We also performed differential expression analysis of samples carrying GPCR R3.50 or G-protein known activating mutations (i.e., on position G.hfs2.2 on SWI, corresponding to GNAS p.R201, and on G.s3h2.3 on SWII, corresponding to GNAQ/11 p.Q209). For both, we excluded from the control both normal tissue samples as well as samples carrying mutations of the second class (either GPCR or G-protein) to be compared.

We considered the top 3 TCGA cancer types carrying 7 M R3.50 mutations, i.e., skin melanoma (SKCM: 19 samples), uterus endometrial carcinoma (UCEC: 11 samples) and stomach adenocarcinoma (STAD: 10 samples). Only significant genes (q < 0.01) with an absolute Log Fold Change (LFC) > = 2 were retained. Gene enrichment analysis of the overlapping genes between 7TM R3.50 and Gα activating mutations in melanoma was performed through g:Profiler [68] and visualized through Enrichment map [69].

Integrative analysis of GPCR’s activity in cancer

We grouped GPCRs based on their coupling preferences by using primary and secondary coupling information available from the literature (http://www.guidetopharmacology.org/) [35]. We then estimated the activity for each G-protein family by combining differential expression data for G-protein and GPCRs according to available coupling information. We considered the following G-protein groups: Gs (GNAS, GNAL), Gi/o (GNAI1, GNAI2, GNAI3 GNAO1), Gq/11 (GNAQ, GNA14, GNA15) and G12/13 (GNA12, GNA13).

We estimated the activity (AG) of each G-protein family, in a given cancer type, according to the following equation:

$$A_G = \mathop {\sum }\limits_1^n m_{GPROT}^s \ast m_{GPCR}^s \ast c$$
(1)

where, m is the base mean of normalized counts for all samples (i.e., cancer and control) used for differential expression analysis, normalized for sequencing depth; s is a scaling factor corresponding to the Log Fold Change (LFC), when significant (i.e., padj < 0.01), alternatively it’s set to 1;

c is a coupling constant set to 1 if the coupling is reported in IUPHAR, elsewhere is 0; n is the number of G-protein for a given family.
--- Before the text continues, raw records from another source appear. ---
Issue #123, opened 2015-07-06
enable bookmarklet use


bollwyvl:
I've recently been doing yet more notebooks-as-slides advocacy, and love showing RISE.

Working with try.jupyter.org is a great way to give people a taste with no setup, but RISE obviously isn't available there. However, with just a bit of work, RISE could be made to work entirely off of rawgit as a bookmarklet

Here's my prototype:
```html
<a href="javascript:require(["https://cdn.rawgit.com/damianavila/RISE/master/livereveal/main.js"], function(f){f.load_ipython_extension()})">
```

Everything is super duper until the static locations for some of the other assets show up:
![2015-07-06_1055](https://cloud.githubusercontent.com/assets/45380/8525230/9eb13fd4-23cd-11e5-9463-1937505844d9.png)

I think all it would take is passing `require` as the first argument to `define` in `main.js`, as [described here](http://requirejs.org/docs/api.html#modulenotes), and `toURL` will take care of the rest. Happy to PR, if this is a thing that other people would find useful!

damianavila:
>Happy to PR, if this is a thing that other people would find useful!

Of course... the PR will be welcome :wink:

damianavila:
Done!! Thanks again @bollwyvl

PR #124, opened 2015-07-07
Bookmarkletability

bollwyvl:
Implements #123, which enables use of RISE on any running Jupyter notebook via a bookmarklet.

## Try it!
Drag this _temporary_ gh-pages link (I'll take it down once there is a plan for permanent hosting) to the browser's bookmark bar.

```javascript
javascript:require(["//bollwyvl.github.io/live_reveal/livereveal/main.js"], function(r){r();});
```

I like testing it on `try.jupyter.org`, as all of my local stuff is polluted with development. You just click it, and the button shows up, hooray! Science bless `require`! I made `setup` a pun for `load_ipython_extension`, so the returned object is callable and less API-leaky.

## Hosting
On `gh-pages`, the bookmarklet gets served up all gzipped, CDNed and lovely, with the proper headers, over HTTPS, and [other](http://nytimes.github.io/svg-crowbar/) [folks](https://github.com/zeman/perfmap) [do](https://github.com/danlec/Trello-Bookmarklet) [it](https://github.com/dougal/github-bookmarklet) so I guess it's okay.

## Next steps?
I do wonder if we shouldn't load all the dependencies up front, rather than waiting for the first time the live mode is activated... it's a little weird on my slow connection, as the notebook stays in normal notebook mode and then switches over to the first slide.

Perhaps the best thing to do before documenting/publicizing would be to make and maintain a `gh-pages` (maybe [with Travis](https://gist.github.com/domenic/ec8b0fc8ab45f39403dd)) to host the bookmarklet on an `index.html`, which would include a nice draggable link in a TRY IT NOW call to action.... perhaps in a nbconverted reveal presentation with the contents of the `README`, generated from a `README.ipynb`?

Additionally, if `setup` accepted a config object, that might be a nice way to make more of the options configurable (bookmarklet generator?), even if they wouldn't live on in metadata (yet) on nbviewer/nbconvert.

### DIFF
--- a/livereveal/main.js
+++ b/livereveal/main.js
@@ -8,7 +8,8 @@
 * -----------------------------------------------------------------------------
 */
 
-define(['require',
+define([
+        'require',
         'jquery',
         'base/js/utils',
         'services/config',
@@ -155,13 +156,13 @@ function Revealer() {
   $('div#notebook-container').addClass("slides");
 
   // Header
-  $('head').prepend('<link rel="stylesheet" href=' + require.toUrl("./nbextensions/livereveal/reveal.js/css/theme/simple.css") + ' id="theme" />');
-  $('head').prepend('<link rel="stylesheet" href=' + require.toUrl("./nbextensions/livereveal/reset_reveal.css") + ' id="revealcss" />');
-  $('head').append('<link rel="stylesheet" href=' + require.toUrl("./nbextensions/livereveal/main.css") + ' id="maincss" />');
+  $('head').prepend('<link rel="stylesheet" href=' + require.toUrl("./reveal.js/css/theme/simple.css") + ' id="theme" />');
+  $('head').prepend('<link rel="stylesheet" href=' + require.toUrl("./reset_reveal.css") + ' id="revealcss" />');
+  $('head').append('<link rel="stylesheet" href=' + require.toUrl("./main.css") + ' id="maincss" />');
 
   // Tailer
-  require(['nbextensions/livereveal/reveal.js/lib/js/head.min',
-           'nbextensions/livereveal/reveal.js/js/reveal'],function(){
+  require(['./reveal.js/lib/js/head.min.js',
+           './reveal.js/js/reveal.js'],function(){
     // Full list of configuration options available here: https://github.com/hakimel/reveal.js#configuration
 
     var options = {
@@ -207,14 +208,14 @@ function Revealer() {
     dependencies: [
             //{ src: "static/custom/livereveal/reveal.js/lib/js/classList.js", condition: function() { return !document.body.classList; } },
             //{ src: "static/custom/livereveal/reveal.js/plugin/highlight/highlight.js", async: true, callback: function() { hljs.initHighlightingOnLoad(); } },
-            { src: require.toUrl("./nbextensions/livereveal/reveal.js/plugin/notes/notes.js"), async: true, condition: function() { return !!document.body.classList; } }
+            { src: require.toUrl("./reveal.js/plugin/notes/notes.js"), async: true, condition: function() { return !!document.body.classList; } }
         ]
     };
 
     // Set up the Leap Motion integration if configured
     var leap = config.get_sync('leap_motion');
     if (leap !== undefined) {
-        options.dependencies.push({ src: require.toUrl('./nbextensions/livereveal/reveal.js/plugin/leap/leap.js'), async: true });
+        options.dependencies.push({ src: require.toUrl('./reveal.js/plugin/leap/leap.js'), async: true });
         options.leap = leap;
     }
 
--- a/livereveal/main.js
+++ b/livereveal/main.js
@@ -8,10 +8,11 @@
 * -----------------------------------------------------------------------------
 */
 
-define(['jquery',
+define(['require',
+        'jquery',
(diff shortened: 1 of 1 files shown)


bollwyvl:
Quick note about `try.jupyter.org`: you have to open a given notebook in a new tab, or the javascript gets executed in the scope of the parent of the iframe, actually at `tmpnb`. We _could_ handle that particular case, but perhaps documentation is enough.

damianavila:
This is really exciting @bollwyvl!!

>On gh-pages, the bookmarklet gets served up all gzipped, CDNed and lovely, with the proper headers, over HTTPS, and other folks do it so I guess it's okay.

I know there is some service call rawgit which server github content with proper headers... I have tested it and seems to work:

```
javascript:require(["//cdn.rawgit.com/bollwyvl/live_reveal/bookmarklet/livereveal/main.js"], function(r){r();});
```

what do you think about this?

>I do wonder if we shouldn't load all the dependencies up front, rather than waiting for the first time the live mode is activated... it's a little weird on my slow connection, as the notebook stays in normal notebook mode and then switches over to the first slide.

Sound interesting... but not sure...

>Perhaps the best thing to do before documenting/publicizing would be to make and maintain a gh-pages (maybe with Travis) to host the bookmarklet on an index.html, which would include a nice draggable link in a TRY IT NOW call to action.... perhaps in a nbconverted reveal presentation with the contents of the README, generated from a README.ipynb?

Yep, it could be an option... I would love to have a way to create/load a specific notebook at `try.jupyter.org`... but I guess it is a matter of time...

>Additionally, if setup accepted a config object, that might be a nice way to make more of the options configurable (bookmarklet generator?), even if they wouldn't live on in metadata (yet) on nbviewer/nbconvert.

That's a really interesting concept I would like to see it explored!

OK, I will review in a little bit, I just wanted to give you my early feedback about this... thanks again for submit the PR!!

bollwyvl:
> I know there is some service call rawgit which server github content with proper headers... I have tested it and seems to work:

Yeah, rawgit is good, but their cdn is one-and-done: now that link will be what it was when you requested it forever. GH doesn't seem to mind hotlinking for bookmarklets, and having it on gh-pages means it's pretty easy to control when you do a new build.

> Yep, it could be an option... I would love to have a way to create/load a specific notebook at try.jupyter.org... but I guess it is a matter of time...

Again, client-side scripting might be the way: thebe and share-cell do some related stuff...

> OK, I will review in a little bit, I just wanted to give you my early feedback about this... thanks again for submit the PR!! 

No problem!

damianavila:
I tried this locally and it is not working, but with the following diff, works OK for me:
```
damian-S400CA :: /media/data/devel/jupyter_project/live_reveal/livereveal :: (pr/124)
$ git show
commit cc10ac4c13e14543e128b658d823e05a553cab53
Author: damianavila <damianavila@gmail.com>
Date:   Wed Jul 8 15:56:33 2015 -0500

    Fixing local load with require.toUrl for load reveal.js and head.min.js.

diff --git a/livereveal/main.js b/livereveal/main.js
index f2b874d..e42334b 100644
--- a/livereveal/main.js
+++ b/livereveal/main.js
@@ -161,8 +161,8 @@ function Revealer() {
   $('head').append('<link rel="stylesheet" href=' + require.toUrl("./main.css") + ' id="maincss" />');
 
   // Tailer
-  require(['./reveal.js/lib/js/head.min.js',
-           './reveal.js/js/reveal.js'],function(){
+  require([require.toUrl('./reveal.js/lib/js/head.min.js'),
+           require.toUrl('./reveal.js/js/reveal.js')], function(){
     // Full list of configuration options available here: https://github.com/hakimel/reveal.js#configuration
 
     var options = {
```

It is a simple fix, so if you have time, you can change it today... but otherwise I will merge this one and make the change by myself...

Also I would like to show this in a lightning talk at SciPy... do you agree on that?

bollwyvl:
Made the above change: I was out of pocket all afternoon.

Lightning talk away! My bad for not being there in person. Humorously, I arrived at this bookmarklet approach while working on a lightning talk url service powered by gist and nbviewer: among my targets is making authoring, administering and publishing all bookmarkletable against tmpnb. Hopefully I'll launch pretty soon!

damianavila:
@bollwyvl this is not working on `try.jupyter` for me right now... can you check? Because the last change seems OK to me...

bollwyvl:
checking it...

bollwyvl:
It won't work on `try.jupyter.org` (because of the iframe), but does appear to work on `tmpnb.org` directly.

What browser troubles you? In chrome (win/nix), the unescaped version just works. In win FF, I had to [escape it](http://www.moxleystratton.com/blog/2006/01/11/bookmarklet-compiler/):
```javascript
javascript:(function(){require%28%5B%22//bollwyvl.github.io/live_reveal/livereveal/main.js%22%5D%2C%20function%28r%29%7Br%28%29%3B%7D%29%3B}());
```

damianavila:
OK, the escape thing, we need to add it later to the README... I guess soon I have to write real docs for this :wink: merging now...

bollwyvl:
great!

the README will always strip the embedded javascript link, i think, so the
gh-pages approach is the only way you're going to get something on a github
domain with the actual, draggable bookmarklet.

For GPCRs, we calculated the fraction of samples containing likely deleterious mutations, i.e., stop gains, frame-shift insertions/deletions or non-synonymous mutations affecting highly conserved 7TM positions. For G-proteins, we calculated the fraction of samples affected by known specific oncogenic mutations.

The column of the matrix in Fig. 4a as well as the top dendrogram were derived from hierarchical, complete-linkage clustering of GPCR coupling group significant LFCs.